(GIVEN INFORMATION)

PR #1956, opened 2020-12-15
FE-1247 - Add API Keys Hibana Empty State

jonambas:
### What Changed

- Adds new empty state for API Keys
- Note
  - Doesn't match the mocks, since copy was changed
  - Doesn't include the muted banner. UX determined we shouldn't include it: https://msys.slack.com/archives/GLLAW6UAX/p1608130726001400

### How To Test

- Run the app
- Enable account ui flag: "allow_empty_states"
- With no api keys and hibana is enabled, verify you see the Empty state

### To Do

- [x] Rebase with Shrirupa's branch / master when FE-1246 is merged


src/pages/api-keys/ListPage.js
```diff
@@ -127,7 +109,7 @@ export class ListPage extends Component {
         primaryAction={primaryAction}
         title="API Keys"
         empty={{
-          show: keys.length === 0,
+          show: !error && keys.length === 0,
```
jonambas, line 112: Caught a small bug – api errors just reverted to the empty state instead of showing the banner

shrirupa (approved):
Looks good to me!

cypress/fixtures/api-keys/200.get.empty.json
```diff
@@ -0,0 +1,3 @@
+{
+  "results": []
```
shrirupa, line 2: I think we are switching to using the common fixture `fixtures/200.get.no-results.json` and `fixtures/400.json` instead of adding separate ones.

(End GIVEN INFORMATION)

** WORK INSTRUCTIONS **
State how many lines of the records above contain "banner", with no words besides the number.

** REPLY **
2